Sondheim’s 1971 musical about a showgirl reunion in the remains of a theatre scheduled for demolition is a rich and complex story. The NT’s highly-praised production is a corker.

It’s also a show that demands considerable resources. It shines when design and stagecraft are given equal billing with the music. Many well-intentioned semi-staged productions have left me wanting. But the National Theatre’s 2017 production has resource, talent, and skills in abundance, something that guarantees it a place in the show’s history.

Imelda Stanton did what Imelda Staunton does best: agony plain to see, bottled-up bitterness, and crushing self-denial. I wasn’t entirely convinced by Losing My Mind. There were moments when I felt as though she was holding something back, when I wanted her to go full-throttle-bitter-and-twisted. But,

Opposite Staunton’s often skittish Sally Durant was Peter Quast’s silky-voice Benjamin Stone, a haplessly seductive man.

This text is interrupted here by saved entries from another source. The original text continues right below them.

PR #8451, opened 2022-03-11
[improvement](memory) fix olap table scan and sink memory usage problem

xiaokang:
# Proposed changes

Issue Number: NA

## Problem Summary:

Due to unlimited queue in OlapScanNode and NodeChannel, memory usage can be very large for reading and writting large table, e.g 'insert into tableB select * from tableA'.

## Checklist(Required)

## Further comments

1. Add bytes limit (2.5% of query_options.mem_limit) for _scan_row_batches queue in OlapScanNode. There was no limit for _scan_row_batches yet.
2. Add bytes limit (2.5% of exec_mem_limit) for _materialized_row_batches queue in OlapScanNode. There was only queue size limit for _materialized_row_batches before, and it's not enough for data with large average bytes of a single row.
3. Add bytes limit for reading a single batch. A new be config doris_scanner_row_bytes is added and its default value is 10MB. There was only row number limit before, and it's also not enough for data with large average bytes of a single row.
5. Add bytes limit (5% of load_mem_limit) for _max_pending_batches queue in NodeChannel. 
6. Fixed an exceptional zero value of max_thread in OlapScanNode.

### DIFF
--- a/be/src/common/config.h
+++ b/be/src/common/config.h
@@ -169,8 +169,10 @@ CONF_mInt32(doris_scan_range_row_count, "524288");
 CONF_mInt32(doris_scan_range_max_mb, "0");
 // size of scanner queue between scanner thread and compute thread
 CONF_mInt32(doris_scanner_queue_size, "1024");
-// single read execute fragment row size
+// single read execute fragment row number
 CONF_mInt32(doris_scanner_row_num, "16384");
+// single read execute fragment row bytes
+CONF_mInt32(doris_scanner_row_bytes, "10485760");
 // number of max scan keys
 CONF_mInt32(doris_max_scan_key_num, "1024");
 // the max number of push down values of a single column.
--- a/be/src/exec/olap_scan_node.cpp
+++ b/be/src/exec/olap_scan_node.cpp
@@ -77,6 +77,8 @@ Status OlapScanNode::init(const TPlanNode& tnode, RuntimeState* state) {
         _max_pushdown_conditions_per_column = config::max_pushdown_conditions_per_column;
     }
 
+    _max_scanner_queue_size_bytes = query_options.mem_limit / 20; //TODO: session variable percent
+
     /// TODO: could one filter used in the different scan_node ?
     int filter_size = _runtime_filter_descs.size();
     _runtime_filter_ctxs.resize(filter_size);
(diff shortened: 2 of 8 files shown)


morningman:
LGTM, but there are 2 more things:
1. It is better to provide some data to illustrate the memory usage before and after the modification in order to give more information to the reviewer.
2. Also need to modify the `src/vec/exec/volap_scan_node.cpp`

xiaokang:
Hi @morningman, Thanks for your quick response!

> 
> 1. It is better to provide some data to illustrate the memory usage before and after the modification in order to give more information to the reviewer.

Test environment:
A single node cluster with 32g memory and 8 cpu cores. All configuration is default.

Table schema:
CREATE TABLE `tableA` (
  `uuid` text NULL,
  `no` text NULL,
  `f` text NULL,
  `m` text NULL,
  `data` text NULL,
  `time1` datetime NULL,
  `time2` datetime NULL,
  `p` text NOT NULL
) ENGINE=OLAP
DUPLICATE KEY(`uuid`)
PARTITION BY LIST(`p`)
(PARTITION p1 VALUES IN ("1"),
...
PARTITION p98 VALUES IN ("98"),
PARTITION p99 VALUES IN ("99"))
DISTRIBUTED BY HASH(`uuid`) BUCKETS 10
PROPERTIES (
"in_memory" = "false",
"storage_format" = "V2"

Quast deployed a flawless tone in Too Many Mornings reminiscent of George Hearne just with the raspy edges smoothed out a bit.

Tracie Bennett’s depiction of Carlotta Campion in I’m Still Here channelled the queen of drink-addled characterisations Elaine Stricht, but went further to make the character her own, bringing out a hard-edged defiance and making it something to aspire to. Gritty and dark, Bennett sharpened the knife and twisted it slowly, giving the climax more menace than the unbridled sass I’d previously been used to. A delight.

Josephine Barstow and Alison Langer’s remarkable duet One More Kiss was the crowning achievement – a telling contrast of young and old voices which when combined in the final verse made for a magical creation.

A handful of Sondheim newcomers (those whose entry point has been Disney’s Into the Woods) berate the shows for being overly long. And as rich and satisfying a production as this was, there were moments when I felt like I was flagging (in particular during the sequence of follies towards the end).

I suspect that was down to the lack of an interval, meaning the two hour fifteen minute show felt like a bit of a marathon – a tougher-than-normal ask that paradoxically exposed those moments when the plot appears needs tightening.

But what kept things moving the energy in the music, powered by a nimble twenty-piece band whose precision epitomised the painstaking attention to detail every Sondheim fan demands.

This was a remarkable performance. No surprises – that’s what everybody’s been saying. And whilst you’ll probably be scanning for the required negativity in order for the review to appear ‘impartial’, the fact is there is nothing bad to say about it.